1995年5月発行 広報よみたん / 4頁

【見出し】捨てられた空缶から 環境美化作文コンクール最高賞受賞作品 山内亮子(古堅中三年)

 私は学級で十月の後半に行われる学習発表会に縦十二㌢、横七㌢の空き缶を縦に六十一個、横に一〇二個余りの空き缶を針金でつるし、壁画を造ることになりました。そこで、私たちは空缶を集め始めました。休みの日も返上して、道に捨てられた缶を拾ったり、ゴミ箱に手をつっこんだりして集めました。

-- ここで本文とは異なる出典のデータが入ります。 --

PR #147, opened 2022-07-17
fix args to DataFrame.set_index

### LINKED ISSUE #140: [Bug] `DataFrame.set_index` does not accept `pd.Index` anymore.
**Describe the bug**
`DataFrame.set_index` does not accept `pd.Index` anymore.

**To Reproduce**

 そんなことをしているうちに、私は、今まで見向きもしなかった”道に捨てられた空缶””ゴミ箱の使い方”等に気づくようになりました。ゴミ箱が二つ置かれていて一つは燃えるゴミ、もう一つは燃えないゴミ、普通なら、燃えないゴミの方だけを探せばいいはずなのに燃えるゴミの方からも空缶が出てくるのです。ということは、きちんとゴミの分別がされていない・・・ということなのです。しかし、分別がされていなくても、まだゴミ箱に入れられているものは、まだいいほうなのかもしれない。と思えるのが、とても不思議でなんだか悲しく思えるのです。

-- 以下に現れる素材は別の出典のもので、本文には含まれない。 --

PR #148, opened 2022-07-18
groupby.__iter__() fix types

### LINKED ISSUE #142: Unpacking group keys is refused in multi-columns groups
**Describe the bug**
Unpacking group keys is refused in multi-columns groups, group key is wrongly assumed to be a str

**To Reproduce**
```
import pandas as pd
df = pd.DataFrame({"a": [0, 1, 2], "b": [4, 5, 6], "c": [7, 8, 9]})
for (k1, k2), g in df.groupby(["a", "b"]):
    print(k1, k2)
```

Script output
```
0 4
1 5
2 6
```

mypy output
```
foo.py:5: error: Unpacking a string is disallowed
foo.py:6: error: Cannot determine type of "k1"
foo.py:6: error: Cannot determine type of "k2"
Found 3 errors in 1 file (checked 1 source file)
```

 - OS: Ubuntu 22.04 
 - python=3.9.13
 - pandas=1.4.3
 - pandas-stubs=1.4.3.220710
 - mypy=0.961

Dr-Irv:
- [x] Closes #142
- [x] Tests added: 
  - `test_frame.py:test_groupby_result()`

The `groupby` internal class hierarchies are not what is currently in pandas.  They were changed in v1.2, but the type stubs were initially created on top of pandas 1.1.   Will create an issue about that.


twoertwein:
> The `groupby` internal class hierarchies are not what is currently in pandas. They were changed in v1.2, but the type stubs were initially created on top of pandas 1.1. Will create an issue about that.

stubtest will be really useful to (slowly) align the type stubs with the implementation structure.

tests/test_frame.py
```diff
@@ -1251,3 +1252,13 @@ def test_boolean_loc() -> None:
     df = pd.DataFrame([[0, 1], [1, 0]], columns=[True, False], index=[True, False])
     check(assert_type(df.loc[True], pd.Series), pd.Series)
     check(assert_type(df.loc[:, False], pd.Series), pd.Series)
+
+
+def test_groupby_result() -> None:
+    # GH 142
+    df = pd.DataFrame({"a": [0, 1, 2], "b": [4, 5, 6], "c": [7, 8, 9]})
+    lresult = [(cast(Tuple[int, int], k), g) for k, g in df.groupby(["a", "b"])]
```
twoertwein, line 1260: I would be very cautious adding `cast`s to the type tests, if we add them we might in end up testing (only) the runtime API of pandas
```py
index, value = assert_type(df.groupby(["a", "b"]), tuple[Hashable, DataFrame]
assert isinstance(index.__hash__(), int)  # if possible isinstance(index, Hashable) 
assert isinstance(value, DataFrame)
```

Dr-Irv: I did something like this in the next commit.  `cast` has been removed.  It's a bit tricky to test `__iter__()`

Dr-Irv: Changed.

Also did a scheme to address the original issue.

tests/test_frame.py
```diff
@@ -1251,3 +1253,26 @@ def test_boolean_loc() -> None:
     df = pd.DataFrame([[0, 1], [1, 0]], columns=[True, False], index=[True, False])
     check(assert_type(df.loc[True], pd.Series), pd.Series)
     check(assert_type(df.loc[:, False], pd.Series), pd.Series)
+
+
+def test_groupby_result() -> None:
+    # GH 142
+    df = pd.DataFrame({"a": [0, 1, 2], "b": [4, 5, 6], "c": [7, 8, 9]})
+    index, value = next(df.groupby(["a", "b"]).__iter__())
```
twoertwein, line 1261: One small change: a two-element list can also be unpacked into two variables.

I tested the following small change on your branch:

```diff
     Iterable,
+    Iterator,
     List,

...
-    index, value = next(df.groupby(["a", "b"]).__iter__())
+    iterator = df.groupby(["a", "b"]).__iter__()
+    assert_type(iterator, Iterator[Tuple[Tuple, pd.DataFrame]])
+    index, value = next(iterator)
```

pandas-stubs/core/groupby/generic.pyi
```diff
@@ -46,6 +48,12 @@ def pin_whitelisted_properties(
     klass: Type[FrameOrSeries], whitelist: FrozenSet[str]
 ): ...
 
+class SeriesGroupByScalar(SeriesGroupBy):
+    def __iter__(self) -> Iterator[Tuple[Scalar, Series]]: ...
+
+class SeriesGroupByNonScalar(SeriesGroupBy):
+    def __iter__(self) -> Iterator[Tuple[Tuple, Series]]: ...
```
twoertwein, line 55: No strong opinion: I see the point from a user-perspective, but I think deviating too much from the pandas implementation will make it challenging to use stubtest later (and maybe also maintaining the stubs).

twoertwein: should probably make these classes that are only in the stubs but not in pandas private

twoertwein: > No strong opinion

I think I develop a slightly stronger opinion. I would prefer not to introduce too many non-pandas classes: I believe that this will keep pandas-stubs more maintainable in the long-run.

Personally, I prefer the previous state of the PR where you returned `tuple[Hashable, NDFrameT]` (or making SeriesGroupBy generic, might be more invasive).

tests/test_frame.py
Dr-Irv: > One small change: a two-element list can also be unpacked into two variables.
> 
> I tested the following small change on your branch:
> 
> ```diff
>      Iterable,
> +    Iterator,
>      List,
> 
> ...
> -    index, value = next(df.groupby(["a", "b"]).__iter__())
> +    iterator = df.groupby(["a", "b"]).__iter__()
> +    assert_type(iterator, Iterator[Tuple[Tuple, pd.DataFrame]])
> +    index, value = next(iterator)
> ```

OK, that is in the next commit.

pandas-stubs/core/groupby/generic.pyi
Dr-Irv: > should probably make these classes that are only in the stubs but not in pandas private

Did that in the next commit

twoertwein:
Thanks @Dr-Irv !

pandas-stubs/core/groupby/generic.pyi
twoertwein: While I prefer pandas and pandas-stubs to be aligned (I would like if pandas and pandas-stub could in the future converge and only be different in challenging cases: `__getitem__, Timestamp, ...` - might be a long list) I'm fine with introducing classes/variables that are not in pandas as long as they are private (or some other prefix).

 学活や放課後を利用して空缶を集めるとき、学校の周辺を一時間も回れば袋いっぱいの缶が集まってしまうほど沢山の缶が道端に捨てられているのです。正直なところ空缶を集めている私達にとっては、ただ道を歩くだけで缶が集まるということはとてもたすかることではあるのだけれど、この空缶に誰も見向きもしなくなってしまったらどうなるのでしょうか。ゴミがあればゴミ箱に捨てる、捨てる時にも燃えるゴミと燃えないゴミを分けて捨てるようにされている時は、分けて捨てる。あたりまえのことがあたりまえにされていない、それだけではなく、なぜか車内からゴミが外へ投げ出される、あたかもそれがあたりまえであるかのように行っている人がとても多いのです。”ポイ捨て”に対して無関心になりつつある中で村をきれいにしようと一生懸命頑張っている人がいることにも気づいてほしいのです。何げなく捨てられたゴミ、それを拾い、かたづけている人がいる。誰が見ていようと、見ていまいと、少しでもきれいにしようと努力している人がいるのです。

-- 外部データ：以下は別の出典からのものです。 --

PR #1123, opened 2025-02-18
Align AnyArrayLike with pandas._typing definition

MarcoGorelli:

This came up in another PR (https://github.com/pandas-dev/pandas-stubs/pull/1107#discussion_r1946700293)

 観光地として発展しつつある読谷村は、村民に「ポイ捨て禁止条例」を発令しました。観光地として発展していく中で美しい村づくりに力を入れ初めたのです。この条例の中に三万円以下の罰金という項目がありますが、この項目は一体、何を意味しているのでしょうか。人が見ていないからゴミを捨てる、人が見ているからゴミを捨てない、罰金があるからゴミを捨てない、というようなことではなく、自分達の村だからゴミを捨てずにきれいな村にしていこう、そんな意味が込められているのではないでしょうか。空缶集めをする前の私だったら、条例をつくっておきながら、なぜ取締りを行わないのか、もっと罰金を増やせばよいのではないか、と思ったかもしれません。けれど、今はお金を取ることや、強制的にゴミを減らすということに意味があるのではなく、「条例」というものをきっかけにして、ほんの少しでも「ポイ捨て」はいけない、と心にとめて”ポイ捨て”をしないようにする。それが本当の「ポイ捨て禁止条例の意味」なのではないのでしょうか。と私は思うのです。
 これからの読谷村に、一人もい”ポイ捨て”をする人がいなくなるくらいに一人一人が気をつけていかなければならない最も大切なことだと私は思います。